### Records provided
====================

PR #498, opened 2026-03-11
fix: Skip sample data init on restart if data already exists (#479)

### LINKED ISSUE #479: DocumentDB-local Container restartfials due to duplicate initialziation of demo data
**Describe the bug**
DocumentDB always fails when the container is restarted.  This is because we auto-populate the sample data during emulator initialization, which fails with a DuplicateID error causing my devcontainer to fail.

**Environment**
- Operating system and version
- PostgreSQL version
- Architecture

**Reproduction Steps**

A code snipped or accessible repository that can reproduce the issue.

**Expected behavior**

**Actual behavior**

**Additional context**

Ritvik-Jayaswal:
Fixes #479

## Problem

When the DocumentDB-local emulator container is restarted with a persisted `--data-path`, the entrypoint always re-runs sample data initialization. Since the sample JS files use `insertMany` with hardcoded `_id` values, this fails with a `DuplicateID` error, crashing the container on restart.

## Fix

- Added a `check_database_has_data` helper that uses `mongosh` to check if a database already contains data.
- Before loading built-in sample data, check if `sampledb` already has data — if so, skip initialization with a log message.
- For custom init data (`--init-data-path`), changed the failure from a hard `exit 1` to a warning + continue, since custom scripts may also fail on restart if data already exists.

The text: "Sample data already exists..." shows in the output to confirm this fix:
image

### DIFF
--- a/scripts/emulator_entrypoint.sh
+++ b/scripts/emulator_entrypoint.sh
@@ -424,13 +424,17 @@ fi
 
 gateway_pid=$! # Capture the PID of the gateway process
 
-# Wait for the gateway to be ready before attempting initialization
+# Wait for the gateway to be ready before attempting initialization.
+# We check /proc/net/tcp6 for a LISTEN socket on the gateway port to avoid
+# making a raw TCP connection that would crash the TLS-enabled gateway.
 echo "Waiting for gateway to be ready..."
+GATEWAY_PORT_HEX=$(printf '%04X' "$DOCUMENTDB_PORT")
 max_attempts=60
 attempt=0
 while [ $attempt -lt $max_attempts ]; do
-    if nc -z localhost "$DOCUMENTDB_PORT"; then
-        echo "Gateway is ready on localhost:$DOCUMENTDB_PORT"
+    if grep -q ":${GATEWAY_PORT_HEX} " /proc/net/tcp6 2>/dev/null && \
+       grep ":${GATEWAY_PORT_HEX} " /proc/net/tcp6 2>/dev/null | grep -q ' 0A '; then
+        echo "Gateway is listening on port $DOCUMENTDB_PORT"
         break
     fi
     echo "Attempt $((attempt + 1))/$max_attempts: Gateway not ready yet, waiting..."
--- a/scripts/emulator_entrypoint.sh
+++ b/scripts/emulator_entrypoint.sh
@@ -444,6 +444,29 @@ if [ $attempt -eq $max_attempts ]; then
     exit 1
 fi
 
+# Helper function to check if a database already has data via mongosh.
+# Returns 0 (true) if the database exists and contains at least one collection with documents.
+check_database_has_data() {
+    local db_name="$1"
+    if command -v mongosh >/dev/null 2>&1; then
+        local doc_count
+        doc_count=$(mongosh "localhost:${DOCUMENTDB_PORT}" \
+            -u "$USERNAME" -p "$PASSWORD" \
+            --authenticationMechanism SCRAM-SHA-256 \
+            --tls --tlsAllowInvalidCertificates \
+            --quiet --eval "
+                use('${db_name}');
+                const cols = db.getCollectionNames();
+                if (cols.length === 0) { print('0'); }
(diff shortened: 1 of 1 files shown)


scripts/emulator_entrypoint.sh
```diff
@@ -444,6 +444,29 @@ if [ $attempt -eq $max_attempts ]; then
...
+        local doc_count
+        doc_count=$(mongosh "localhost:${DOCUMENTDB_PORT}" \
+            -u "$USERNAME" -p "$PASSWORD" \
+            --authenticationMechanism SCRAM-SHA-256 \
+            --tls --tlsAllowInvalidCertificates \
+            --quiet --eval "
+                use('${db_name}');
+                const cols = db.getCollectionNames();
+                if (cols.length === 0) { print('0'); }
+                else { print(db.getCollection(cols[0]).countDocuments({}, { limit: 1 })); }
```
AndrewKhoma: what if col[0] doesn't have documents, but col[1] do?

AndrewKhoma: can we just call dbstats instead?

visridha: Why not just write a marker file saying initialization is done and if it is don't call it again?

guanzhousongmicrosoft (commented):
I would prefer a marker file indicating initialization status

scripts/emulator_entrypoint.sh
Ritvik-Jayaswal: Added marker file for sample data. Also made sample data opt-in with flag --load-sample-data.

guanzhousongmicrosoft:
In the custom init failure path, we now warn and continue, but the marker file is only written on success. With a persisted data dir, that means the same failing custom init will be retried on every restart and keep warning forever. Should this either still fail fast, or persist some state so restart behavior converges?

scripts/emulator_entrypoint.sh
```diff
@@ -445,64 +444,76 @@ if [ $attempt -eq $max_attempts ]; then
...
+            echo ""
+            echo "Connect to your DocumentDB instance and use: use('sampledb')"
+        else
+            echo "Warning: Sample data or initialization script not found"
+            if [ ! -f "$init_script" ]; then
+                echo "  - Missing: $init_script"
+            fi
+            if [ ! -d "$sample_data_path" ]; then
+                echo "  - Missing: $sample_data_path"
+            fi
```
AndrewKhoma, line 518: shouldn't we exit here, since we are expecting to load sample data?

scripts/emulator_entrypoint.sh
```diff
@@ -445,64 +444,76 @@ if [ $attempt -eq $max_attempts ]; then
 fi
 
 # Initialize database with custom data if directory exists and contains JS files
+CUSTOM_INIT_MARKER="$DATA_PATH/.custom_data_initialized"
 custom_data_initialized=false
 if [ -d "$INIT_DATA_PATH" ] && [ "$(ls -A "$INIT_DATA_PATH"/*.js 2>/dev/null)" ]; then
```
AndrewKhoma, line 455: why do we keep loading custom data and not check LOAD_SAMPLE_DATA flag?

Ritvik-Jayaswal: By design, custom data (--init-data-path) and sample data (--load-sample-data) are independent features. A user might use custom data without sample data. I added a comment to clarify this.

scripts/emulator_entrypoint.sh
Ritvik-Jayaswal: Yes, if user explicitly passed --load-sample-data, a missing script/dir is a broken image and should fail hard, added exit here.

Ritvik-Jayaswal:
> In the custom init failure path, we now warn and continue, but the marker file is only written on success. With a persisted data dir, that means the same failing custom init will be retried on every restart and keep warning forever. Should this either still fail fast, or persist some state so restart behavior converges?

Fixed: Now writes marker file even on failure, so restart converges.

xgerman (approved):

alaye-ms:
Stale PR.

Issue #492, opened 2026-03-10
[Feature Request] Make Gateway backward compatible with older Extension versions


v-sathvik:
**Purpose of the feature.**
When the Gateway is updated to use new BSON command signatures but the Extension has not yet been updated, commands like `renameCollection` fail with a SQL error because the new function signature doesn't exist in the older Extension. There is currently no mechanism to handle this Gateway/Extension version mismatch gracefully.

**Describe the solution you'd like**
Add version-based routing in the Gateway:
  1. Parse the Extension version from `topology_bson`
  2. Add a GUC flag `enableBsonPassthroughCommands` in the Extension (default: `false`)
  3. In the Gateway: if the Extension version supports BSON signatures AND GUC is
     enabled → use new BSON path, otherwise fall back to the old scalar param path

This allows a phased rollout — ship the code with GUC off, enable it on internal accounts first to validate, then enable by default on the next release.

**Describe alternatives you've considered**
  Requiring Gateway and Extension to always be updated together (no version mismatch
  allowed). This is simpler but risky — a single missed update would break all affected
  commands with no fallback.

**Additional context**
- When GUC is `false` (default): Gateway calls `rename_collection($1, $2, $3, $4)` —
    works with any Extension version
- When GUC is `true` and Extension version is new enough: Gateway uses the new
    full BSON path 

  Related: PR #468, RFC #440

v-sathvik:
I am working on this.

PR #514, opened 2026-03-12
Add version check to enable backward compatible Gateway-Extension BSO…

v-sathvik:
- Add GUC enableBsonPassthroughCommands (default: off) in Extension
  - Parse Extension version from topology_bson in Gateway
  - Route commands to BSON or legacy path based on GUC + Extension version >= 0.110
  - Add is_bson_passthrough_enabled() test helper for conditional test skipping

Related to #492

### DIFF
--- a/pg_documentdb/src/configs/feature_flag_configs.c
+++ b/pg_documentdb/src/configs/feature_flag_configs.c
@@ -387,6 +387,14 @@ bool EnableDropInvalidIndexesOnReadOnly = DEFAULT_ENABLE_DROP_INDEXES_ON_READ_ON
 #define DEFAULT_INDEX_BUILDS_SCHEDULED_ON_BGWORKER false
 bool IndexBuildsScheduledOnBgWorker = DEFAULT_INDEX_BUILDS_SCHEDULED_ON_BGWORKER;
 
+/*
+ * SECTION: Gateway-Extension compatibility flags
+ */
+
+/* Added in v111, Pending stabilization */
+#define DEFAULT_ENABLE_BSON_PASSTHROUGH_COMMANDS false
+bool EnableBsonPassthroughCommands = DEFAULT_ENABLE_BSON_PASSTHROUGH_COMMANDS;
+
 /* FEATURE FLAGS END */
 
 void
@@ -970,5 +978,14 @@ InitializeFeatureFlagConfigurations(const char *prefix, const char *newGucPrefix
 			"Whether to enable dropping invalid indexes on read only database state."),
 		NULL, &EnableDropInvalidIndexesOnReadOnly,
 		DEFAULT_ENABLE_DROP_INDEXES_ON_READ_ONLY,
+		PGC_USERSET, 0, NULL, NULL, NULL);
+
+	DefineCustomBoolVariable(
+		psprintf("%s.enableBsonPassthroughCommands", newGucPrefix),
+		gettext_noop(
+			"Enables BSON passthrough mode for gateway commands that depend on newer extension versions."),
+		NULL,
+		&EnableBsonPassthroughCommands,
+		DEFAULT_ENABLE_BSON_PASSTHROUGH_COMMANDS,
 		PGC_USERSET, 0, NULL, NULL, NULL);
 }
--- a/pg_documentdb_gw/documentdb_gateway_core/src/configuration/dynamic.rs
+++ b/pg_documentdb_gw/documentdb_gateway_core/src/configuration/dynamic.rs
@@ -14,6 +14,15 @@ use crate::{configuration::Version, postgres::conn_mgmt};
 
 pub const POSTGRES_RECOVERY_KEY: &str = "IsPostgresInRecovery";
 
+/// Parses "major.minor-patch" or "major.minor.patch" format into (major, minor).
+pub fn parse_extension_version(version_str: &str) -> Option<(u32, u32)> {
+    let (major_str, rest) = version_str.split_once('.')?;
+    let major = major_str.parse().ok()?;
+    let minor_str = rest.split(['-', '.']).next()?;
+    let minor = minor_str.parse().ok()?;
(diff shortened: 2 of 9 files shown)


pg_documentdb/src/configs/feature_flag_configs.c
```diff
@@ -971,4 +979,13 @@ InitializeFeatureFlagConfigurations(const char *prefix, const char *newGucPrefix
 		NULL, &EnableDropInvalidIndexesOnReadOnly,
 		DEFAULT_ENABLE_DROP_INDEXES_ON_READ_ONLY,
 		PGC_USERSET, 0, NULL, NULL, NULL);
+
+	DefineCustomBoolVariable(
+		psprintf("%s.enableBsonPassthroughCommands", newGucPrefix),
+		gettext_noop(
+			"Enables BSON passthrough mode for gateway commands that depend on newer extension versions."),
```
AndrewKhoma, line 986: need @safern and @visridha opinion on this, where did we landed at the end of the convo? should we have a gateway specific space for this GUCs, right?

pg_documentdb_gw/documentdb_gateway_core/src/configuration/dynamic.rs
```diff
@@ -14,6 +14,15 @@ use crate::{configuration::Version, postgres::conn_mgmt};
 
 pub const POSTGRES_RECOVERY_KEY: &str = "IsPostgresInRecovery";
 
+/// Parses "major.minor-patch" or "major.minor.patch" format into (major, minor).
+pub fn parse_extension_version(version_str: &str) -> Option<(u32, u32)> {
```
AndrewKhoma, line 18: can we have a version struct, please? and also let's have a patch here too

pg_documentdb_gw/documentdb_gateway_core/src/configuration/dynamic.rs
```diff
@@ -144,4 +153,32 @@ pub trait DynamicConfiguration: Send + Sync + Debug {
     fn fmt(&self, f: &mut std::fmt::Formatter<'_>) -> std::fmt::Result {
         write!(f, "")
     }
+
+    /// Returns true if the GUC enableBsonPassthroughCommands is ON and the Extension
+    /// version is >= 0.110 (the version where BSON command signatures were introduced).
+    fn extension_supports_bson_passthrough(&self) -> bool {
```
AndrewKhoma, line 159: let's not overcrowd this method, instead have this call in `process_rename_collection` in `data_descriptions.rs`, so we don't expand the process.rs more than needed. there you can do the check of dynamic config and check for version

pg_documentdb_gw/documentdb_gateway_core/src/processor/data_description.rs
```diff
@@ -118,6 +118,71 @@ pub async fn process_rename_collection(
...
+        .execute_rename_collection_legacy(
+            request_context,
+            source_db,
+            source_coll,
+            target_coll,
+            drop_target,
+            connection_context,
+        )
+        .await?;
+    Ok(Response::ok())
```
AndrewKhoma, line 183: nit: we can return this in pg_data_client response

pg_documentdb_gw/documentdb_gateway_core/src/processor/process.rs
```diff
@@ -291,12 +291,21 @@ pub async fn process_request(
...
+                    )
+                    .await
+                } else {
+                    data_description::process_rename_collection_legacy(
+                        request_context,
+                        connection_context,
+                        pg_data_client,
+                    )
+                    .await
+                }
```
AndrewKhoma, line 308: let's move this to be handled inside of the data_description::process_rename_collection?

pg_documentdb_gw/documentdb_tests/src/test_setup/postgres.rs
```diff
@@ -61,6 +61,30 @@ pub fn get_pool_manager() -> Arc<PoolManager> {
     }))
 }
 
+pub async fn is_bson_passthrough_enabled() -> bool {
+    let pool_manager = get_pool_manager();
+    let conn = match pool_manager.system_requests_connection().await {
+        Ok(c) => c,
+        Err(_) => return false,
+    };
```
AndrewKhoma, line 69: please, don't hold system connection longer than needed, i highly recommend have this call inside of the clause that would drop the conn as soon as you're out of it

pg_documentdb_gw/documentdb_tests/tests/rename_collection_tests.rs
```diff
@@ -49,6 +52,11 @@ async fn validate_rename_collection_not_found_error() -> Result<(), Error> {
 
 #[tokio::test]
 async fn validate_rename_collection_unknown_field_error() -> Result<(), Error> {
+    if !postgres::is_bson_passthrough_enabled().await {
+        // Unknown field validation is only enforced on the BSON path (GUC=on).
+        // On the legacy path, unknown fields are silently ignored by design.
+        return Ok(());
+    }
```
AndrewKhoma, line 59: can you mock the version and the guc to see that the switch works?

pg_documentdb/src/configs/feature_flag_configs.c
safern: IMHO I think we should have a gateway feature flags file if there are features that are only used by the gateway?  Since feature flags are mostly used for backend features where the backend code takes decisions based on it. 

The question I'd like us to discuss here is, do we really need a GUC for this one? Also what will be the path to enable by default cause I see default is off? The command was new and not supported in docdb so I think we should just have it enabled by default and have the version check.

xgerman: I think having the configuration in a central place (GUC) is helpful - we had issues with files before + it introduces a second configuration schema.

====================

### Your goal
Using the records above, count every line that includes the word "already", and state the number only.

### Solution to this exercise
6